Suen Jau-Ling, Chuang Ya-Hui, Chiang Bor-Luen
Graduate Institute of Immunology, College of Medicine, National Taiwan University, Taiwan.
Immunology. 2002 Jul;106(3):326-35. doi: 10.1046/j.1365-2567.2002.01438.x.
One of the hallmarks of systemic autoimmune diseases, such as systemic lupus erythematosus (SLE), is the immune response to nuclear autoantigens. Several studies have proposed that dendritic cells may acquire the nuclear autoantigens from the apoptotic cells to initiate the systemic autoimmune responses. To examine the immune response to a nuclear autoantigen induced by dendritic cells, bone marrow-derived dendritic cells (BMDCs) pulsed with U1 small nuclear ribonucleoprotein (snRNP)-A protein (U1A) were intravenously injected into non-autoimmune mice. The results showed that BMDCs pulsed with U1A proteins by intravenous injection into BALB/c (H-2d) and DBA-2xNZW F1 (H-2d/u) mice were capable of activating the autoreactive T cells and inducing a high titre of immunoglobulin G (IgG) anti-U1A antibodies. Both groups of mice with a high anti-U1A autoantibody titre also transiently developed IgG against double-stranded (ds) DNA. However, unlike NZBxNZW F1 (BWF1) (H-2d/u) mice, no obviously histopathological changes to the glomeruli were noted in the mice treated either with BMDCs or with U1A-pulsed BMDCs. Several months after immunization, all mice treated with U1A-pulsed BMDCs did develop IgG, but not the complement C3 deposit in the glomeruli. The cytokine profile produced by the U1A-specific T cells of primed DBA-2xNZW F1 mice was skewed toward the T helper type 1 phenotype compared with that of BWF1 mice. The model we describe here adds to the further understanding of the pathogenic mechanisms, such as self-antigen shifting, and the mechanisms that account for the different responses to self-antigens when in a normal or an autoimmune state.

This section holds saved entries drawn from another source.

PR #3744, opened 2024-11-06
WIP Potel base run all tests

antonpirker:
Do not stop when running one test suit fails, but continue. 

---


antonpirker:
not needed anymore.

PR #3748, opened 2024-11-07
Add `only_if_parent` option to POTelSpan and use it in integrations

sl0thentr0py:
If this option is on, we will only create a new underlying otel span if there's an active valid parent, otherwise we will just return an invalid `NonRecordingSpan` (`INVALID_SPAN`).

All internal integration child `start_span` calls have been modified so that now we will only create spans if there is an active root span (transaction) active.


antonpirker (approved):
Thanks for this! Lookin' good.

PR #3749, opened 2024-11-07
Fix starlette tests

sl0thentr0py:
mainly some middleware span reordering


tests/integrations/starlette/test_starlette.py
```diff
@@ -636,7 +636,7 @@ def test_user_information_transaction_no_pii(sentry_init, capture_events):
     assert "user" not in transaction_event
 
 
-def test_middleware_spans(sentry_init, capture_events):
+def test_middleware_spans(sentry_init, capture_events, render_span_tree):
```
antonpirker, line 639: This fixture is not needed, right? (also a second time below)

antonpirker (approved):
lgtm

PR #3762, opened 2024-11-11
Fix rq tests

antonpirker:
One of the tests involves traces_sampler, have not fixed that one.

### DIFF
--- a/tests/integrations/rq/test_rq.py
+++ b/tests/integrations/rq/test_rq.py
@@ -5,7 +5,6 @@ import rq
 from fakeredis import FakeStrictRedis
 
 import sentry_sdk
-from sentry_sdk import start_transaction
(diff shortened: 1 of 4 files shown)


tests/integrations/rq/test_rq.py
```diff
@@ -159,18 +163,17 @@ def test_tracing_enabled(
     queue = rq.Queue(connection=FakeStrictRedis())
     worker = rq.SimpleWorker([queue], connection=queue.connection)
 
-    with start_transaction(op="rq transaction") as transaction:
-        queue.enqueue(crashing_job, foo=None)
-        worker.work(burst=True)
```
antonpirker, line 164: This creates a transaction inside a transaction. This has undefined behavior so I removed it from the test.

sentrivana (approved):

PR #3772, opened 2024-11-13
Fix Celery tests in POTel

antonpirker:


tests/integrations/celery/test_celery.py
```diff
@@ -211,25 +211,21 @@ def dummy_task(x, y):
...
-            "description": "dummy_task",
-            "data": ApproxDict(),
-        }.items()
-    )
+    assert execution_event["spans"][0] == ApproxDict({
+        "trace_id": str(span.trace_id),
+        "same_process_as_parent": True,
+        "op": "queue.process",
+        "description": "dummy_task",
+    })
```
antonpirker, line 228: This just makes the diff of failing tests way easier to read

sentry_sdk/tracing.py
```diff
@@ -1582,6 +1582,9 @@ def is_success(self):
 
     def finish(self, end_timestamp=None):
         # type: (Optional[Union[float, datetime]]) -> Optional[str]
+        if hasattr(self._otel_span, "status") and self._otel_span.status.status_code == StatusCode.UNSET:
```
sl0thentr0py, line 1585: let's do this in `__exit__` above since we are already setting `INTERNAL_ERROR` there.

sl0thentr0py (changes requested):

sentry_sdk/tracing.py
antonpirker: But if people do not use the contextmanager, the status will not be set.

sl0thentr0py: already doing this in another branch so you can just remove this and pull later

antonpirker: ok. removing it.

sl0thentr0py (approved):

PR #3778, opened 2024-11-14
Bring all span data under pii control in rust_tracing integration

antonpirker:
Before only data that was set in `on_record` was protected by our PII controls. Now also the span data that is add in `on_new_span` is prtected by PII controls. 

---


matt-codecov (changes requested):
could you rename `send_sensitive_data` to `include_tracing_fields`? i worry users will not know what we could possibly mean by "sensitive data" because this is mostly data they explicitly want `tracing` to record. `include_tracing_fields` is a more accurate name

antonpirker:
Closing in favor of https://github.com/getsentry/sentry-python/pull/3780

PR #3780, opened 2024-11-14
fix: include_tracing_fields arg to control unvetted data in rust_tracing integration

matt-codecov:
implemented my suggestion from https://github.com/getsentry/sentry-python/pull/3778 so that if anton agrees we can merge this before the weekend

this PR renames the `send_sensitive_data` flag to `include_tracing_fields`. the data in question is generally data the user expects `tracing` to record or data they explicitly passed into a log statement to be recorded, so if we call it "sensitive" they may think we are referring to something else

also, this PR applies the same condition to both `on_record()` and `on_new_span()`. both callbacks set the same fields, so they should either both be redacted or both be allowed. previously only `on_record()` had the condition applied.

---


antonpirker (approved):
Yeah! This looks nice!

PR #3788, opened 2024-11-15
Fix test_breadcrumbs

sl0thentr0py:


sentry_sdk/tracing.py
```diff
@@ -1253,8 +1253,10 @@ def __init__(
 
                 # Prepopulate some attrs so that they're accessible in traces_sampler
                 attributes = attributes or {}
-                attributes[SentrySpanAttribute.OP] = op
-                attributes[SentrySpanAttribute.SOURCE] = source
+                if op is not None:
+                    attributes[SentrySpanAttribute.OP] = op
```
sl0thentr0py, line 1257: throws
```
Invalid type NoneType for attribute 'sentry.op' value. Expected one of ['bool', 'str', 'bytes', 'int', 'float'] or a sequence of those types
```
if none

tests/test_breadcrumbs.py
```diff
@@ -37,41 +36,25 @@ def test_breadcrumbs(sentry_init, capture_events):
                     message="breadcrumb2", **add_breadcrumbs_kwargs
                 )
 
-                # Spans that create breadcrumbs automatically
-                with sentry_sdk.start_span(name="span3", op=OP.DB_REDIS) as span3:
```
sl0thentr0py, line 41: these were outdated @antonpirker since we don't auto-create breadcrumbs from spans now

PR #3795, opened 2024-11-18
fix: Trim long stacktraces

### LINKED ISSUE #2764: SDK stuck in processing RecursionError:maximum recursion depth exceeded events
### How do you use Sentry?

Sentry Saas (sentry.io)

### Version

1.40.5

### Steps to Reproduce

One Sentry user reported an issue where the SDK gets in am apparently endless loop while processing a RecursionError. 

I was able to reproduce it with a simple FastAPI project and setting recursion depth limit to 1M:

```
import resource, sys
sys.setrecursionlimit(10**6)

from fastapi import FastAPI
import logging
import sentry_sdk

sentry_sdk.init(
    dsn="....",
    debug=True,
)

def fibonacci_of(n):
    return fibonacci_of(n)

app = FastAPI()

@app.get("/")
        fibonacci_of(50)
        return {"OH dear"}
```

The code above creates an infinite recursion, which will eventually trigger a `RecursionError:maximum recursion depth exceeded events` error that is captured by the SDK. 

In a sync environment the SDK will hold the app while processing the event. I suspect it is during stack trace processing, as in this case the stack trace will have 1M frames. 

Original report can be found in this [internal ticket.](https://sentry.zendesk.com/agent/tickets/114546)

### Expected Result

The SDK is able to quickly process the event and attempt to send it, or stop processing in case it takes long freeing the app. 

### Actual Result

The SDK gets in an seemingly infinite loop.

szokeasaurusrex:
Only process and send the first 300 stack frames for an error event. This prevents the SDK from causing the program to hang when the SDK captures an error with a very large number of stack frames. Relay anyways [trims events to 250 stack frames](https://github.com/getsentry/relay/blob/aae36669414a1f7c6ef68d5226cb2e96a28f7667/relay-event-normalization/src/trimming.rs#L286), so it is pointless for us to process much beyond that number.

Fixes #2764

### DIFF
--- a/sentry_sdk/consts.py
+++ b/sentry_sdk/consts.py
@@ -82,6 +82,18 @@ DEFAULT_QUEUE_SIZE = 100
 DEFAULT_MAX_BREADCRUMBS = 100
 MATCH_ALL = r".*"
 
+MAX_STACK_FRAMES = 300  # type: int
+"""The maximum number of stack frames to capture on error events.
+
+Relay enforces a limit of 250 frames on the stack trace. See
+https://github.com/getsentry/relay/blob/aae36669414a1f7c6ef68d5226cb2e96a28f7667/relay-event-normalization/src/trimming.rs#L286.
+We use a slightly higher value here; Relay will trim any frames
+beyond its limit.
+
+This constant is for internal use only, and it may be changed or removed
+at any time.
+"""
+
 FALSE_VALUES = [
     "false",
     "no",
--- a/sentry_sdk/utils.py
+++ b/sentry_sdk/utils.py
@@ -1,4 +1,5 @@
 import base64
+import itertools
 import json
 import linecache
 import logging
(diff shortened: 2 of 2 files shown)


szokeasaurusrex (commented):
@jan-auer, is there any way we can or should indicate to Relay that we have trimmed the stacktrace? @dav1dde was saying that this might be possible to do via the `_meta` field.

sl0thentr0py:
please make sure that this is trimming from the correct side of the backtrace since there's a lot of weird reverses in the pipeline from SDK -> ingest -> final persisting

szokeasaurusrex:
@sl0thentr0py looks like actually this is trimming from the wrong end of the backtrace (the final calls will get trimmed, when in fact, they are probably the most interesting to the user). Thanks for the good catch!

The problem is that I don't think there is a straightforward way to iterate the stack trace in the reverse order. Iterating through the entire stack trace to get the last 300 (or other limit) entries, when the stack trace is very large, is not a good idea though, since the slowness causing https://github.com/getsentry/sentry-python/issues/2764 seems to stem from the iteration.

So, perhaps we can set a larger stack trace limit (e.g. 1000 frames), and if this is exceeded, we would just drop the stack trace completely from the event? What do you think?

We should also perhaps confirm which end of the stack trace Relay is trimming. Likely we want to be doing the same thing as them.

jan-auer:
> is there any way we can or should indicate to Relay that we have trimmed the stacktrace?

Yes, this can be done through the `len` field on the corresponding meta entry for the frames field in the stack trace. For example, in an exception's frames, this would be set on meta for `exception.values[0].stacktrace.frames`.

szokeasaurusrex:
Closed, as discussed in the above comments, this solution is not ideal.

PR #3802, opened 2024-11-18
Fix deferred tracing decisions for twp

sl0thentr0py:
* fixes the case when we get a header like `trace_id-span_id-` without an explicit sampled flag

Also update a bunch of potel tests to current behavior


sentrivana (approved):
makes sense to me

系统性自身免疫性疾病(如系统性红斑狼疮,SLE)的一个标志是对核自身抗原的免疫反应。多项研究表明,树突状细胞可能从凋亡细胞中获取核自身抗原,从而引发系统性自身免疫反应。为了研究树突状细胞诱导的对核自身抗原的免疫反应,将用U1小核核糖核蛋白(snRNP)-A蛋白(U1A)脉冲处理的骨髓来源树突状细胞(BMDC)静脉注射到非自身免疫小鼠体内。结果显示,将用U1A蛋白脉冲处理的BMDC静脉注射到BALB/c(H-2d)和DBA-2xNZW F1(H-2d/u)小鼠体内,能够激活自身反应性T细胞并诱导产生高滴度的免疫球蛋白G(IgG)抗U1A抗体。两组抗U1A自身抗体滴度高的小鼠还短暂产生了抗双链(ds)DNA的IgG。然而,与NZBxNZW F1(BWF1)(H-2d/u)小鼠不同,用BMDC或U1A脉冲处理的BMDC处理的小鼠肾小球未观察到明显的组织病理学变化。免疫几个月后,所有用U1A脉冲处理的BMDC处理的小鼠确实产生了IgG,但肾小球中没有补体C3沉积。与BWF1小鼠相比,致敏的DBA-2xNZW F1小鼠的U1A特异性T细胞产生的细胞因子谱倾向于T辅助1型表型。我们在此描述的模型有助于进一步理解致病机制,如自身抗原转移,以及正常或自身免疫状态下对自身抗原产生不同反应的机制。